I sat huddled in front of my tent, watching the sky. Tonight was cloudy, without stars or moon. The air smelled of rain. I shivered, and hoped I was wrong. Completely, spectacularly, om-nisciently wrong. About the underground nobody admitted actually existed, about their targets, about everything.
After all, what did I know?
# # *
“Free Miranda. Free Miranda. Free Miranda…”
The red-and-blue helix pulsed, overlaid by the red, white, and blue flag. WILL AND IDEA, no other legend. Whose will? What idea? Oak Mountain Prison sat dark and still under the rhythmical light.
“Free Miranda. Free Miranda. Free Miranda…”
I still sat in front of my tent, nursing my ankle. Annie had wrapped it tightly in a strip of woven cloth, which my skin was probably consuming. I sat perhaps a quarter mile from the ten thousand chanters. Their chant carried to me clearly.
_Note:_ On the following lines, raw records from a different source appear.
PR #1530, opened 2020-04-14
virts-1100

ArtificialErmine:
Implements dynamic function calling for download requests of files with specific extensions. An example of how to interface with this can be found here: https://github.com/mitre/stockpile/pull/429.

### DIFF
--- a/app/service/file_svc.py
+++ b/app/service/file_svc.py
@@ -124,7 +124,7 @@ class FileSvc(FileServiceInterface, BaseService):
                     mod = __import__('.'.join(func.split('.')[:-1]), fromlist=[func.split('.')[-1]])
                     handle = getattr(mod, func.split('.')[-1])
                     self.extensions[ext] = handle
-                except AttributeError as e:
+                except AttributeError:
                     self.log.error("Unable to properly load {} for extension {} from string.".format(func, ext))
             else:
                 self.log.warning("Unable to decipher target function from string {}.".format(func))
--- a/app/service/file_svc.py
+++ b/app/service/file_svc.py
@@ -25,12 +25,22 @@ class FileSvc(FileServiceInterface, BaseService):
         self.special_payloads = dict()
         self.encryptor = self._get_encryptor()
         self.encrypt_output = False if self.get_config('encrypt_files') is False else True
+        self.extensions = dict()
+        for entry in self._app_configuration['payloads']['extensions']:
+            self.add_extension(entry, self._app_configuration['payloads']['extensions'][entry])
 
     async def get_file(self, headers):
         if 'file' not in headers:
             raise KeyError('File key was not provided')
 
         display_name = payload = headers.get('file')
+        if any(payload.endswith(x) for x in self.extensions.keys()):
+            try:
+                target = '.' + payload.split('.')[-1]
+                payload, display_name = await self.extensions[target](headers)
+            except Exception as e:
+                self.log.error('Error linking extension handler=%s, %s' % (payload, e))
+                return "", "", ""
         if self.is_uuid4(payload):
             payload, display_name = self.get_payload_name_from_uuid(payload)
         if payload in self.special_payloads:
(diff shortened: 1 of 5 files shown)


app/service/file_svc.py
```diff
@@ -36,6 +39,13 @@ async def get_file(self, headers):
             raise KeyError('File key was not provided')
 
         display_name = payload = headers.get('file')
+        if any(payload.endswith(x) for x in self.extensions.keys()):
+            try:
+                target = '.' + payload.split('.')[-1]
+                payload, display_name = await self.extensions[target](headers)
+            except Exception as e:
+                self.log.error('Error linking extension handler=%s, %s' % (payload, e))
+                return "", "", ""
```
khyberspache, line 48: this should be a private function

app/service/file_svc.py
```diff
@@ -145,6 +155,27 @@ async def add_special_payload(self, name, func):
         """
         self.special_payloads[name] = func
 
+    def add_extension(self, ext, func):
+        """
```
khyberspache, line 159: Should we combine `add_special_payload` and this function to clean them up?  I think we can *mostly* combine special payloads & extensions together

app/service/file_svc.py
```diff
@@ -215,6 +228,14 @@ def _get_encryptor(self):
                                    backend=default_backend())
         return Fernet(base64.urlsafe_b64encode(generated_key.derive(bytes(self.get_config('encryption_key'), 'utf-8'))))
 
+    async def _operate_extension(self, payload, headers):
+        try:
+            target = '.' + payload.split('.')[-1]
+            payload, display_name = await self.special_payloads[target](headers)
+        except Exception as e:
+            self.log.error('Error linking extension handler=%s, %s' % (payload, e))
+            return "", ""
```
khyberspache, line 237: single quotes

app/service/file_svc.py
```diff
@@ -143,7 +145,18 @@ async def add_special_payload(self, name, func):
...
+        else:
+            if len(func.split('.')) > 1:
+                try:
+                    mod = __import__('.'.join(func.split('.')[:-1]), fromlist=[func.split('.')[-1]])
+                    handle = getattr(mod, func.split('.')[-1])
+                    self.special_payloads[name] = handle
+                except AttributeError:
+                    self.log.error("Unable to properly load {} for payload {} from string.".format(func, name))
+            else:
+                self.log.warning("Unable to decipher target function from string {}.".format(func))
```
khyberspache, line 159: single quotes

app/service/file_svc.py
```diff
@@ -215,6 +228,14 @@ def _get_encryptor(self):
                                    backend=default_backend())
         return Fernet(base64.urlsafe_b64encode(generated_key.derive(bytes(self.get_config('encryption_key'), 'utf-8'))))
 
+    async def _operate_extension(self, payload, headers):
+        try:
+            target = '.' + payload.split('.')[-1]
+            payload, display_name = await self.special_payloads[target](headers)
```
khyberspache, line 234: shouldn't this just be `return`

ArtificialErmine: I'll set it to that, though I think that may cause a error state for the whole request (which is acceptable, considering we've already reached on by entering this space).

app/service/file_svc.py
ArtificialErmine: Got it.

app/service/file_svc.py
ArtificialErmine: Got it.

app/service/file_svc.py
```diff
@@ -215,6 +228,14 @@ def _get_encryptor(self):
...
+        except Exception as e:
+            self.log.error('Error linking extension handler=%s, %s' % (payload, e))
+            return
```
privateducky, line 237: return not needed

app/service/file_svc.py
```diff
@@ -143,7 +145,18 @@ async def add_special_payload(self, name, func):
         :param func:
         :return:
         """
-        self.special_payloads[name] = func
+        if callable(func):
+            self.special_payloads[name] = func
+        else:
+            if len(func.split('.')) > 1:
```
privateducky, line 151: let's replace '1' with a constant variable or better description

app/service/file_svc.py
```diff
@@ -143,7 +145,18 @@ async def add_special_payload(self, name, func):
         :param func:
         :return:
         """
-        self.special_payloads[name] = func
+        if callable(func):
+            self.special_payloads[name] = func
+        else:
```
privateducky, line 150: since this is a big split here, let's add a comment as to what each block does. too small to split into separate functions.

The sky’was dark, overcast. The summer air smelled of rain, of pine, of wildflowers. I realized for the first time that these scents were as strong as ever, whereas the stink of human bodies was muted in my altered olfactory nerves. Miranda Company knew their business.
The torches held by the chanters mixed with Y-energy cones: wavering primitive light and steady high tech. And above it, the red-and-blue glare. Broad stripes and bright stars.
The first plane came from Brad’s nameless mountain, flying without lights, a metallic glint visible only if you were looking for it. They didn’t need planes; they could have used long-distance artillery. Somebody wanted to record the action close up. I staggered to my feet, already crying. The plane came in over the top of the prison and swept low, buzzing the chanters. People screamed. It dropped a single impact bomb, which went off in the middle of the crowd. Barely enough to cause fifty deaths, even in that mass of bodies. They were playing.
People started to shove and push, screaming. Those fortunates on the edge of the crowd ran free, toward the distant wooded slopes. I could see figures behind them, distant but separate, stumble over each other. Miranda had left me with 20/20 vision.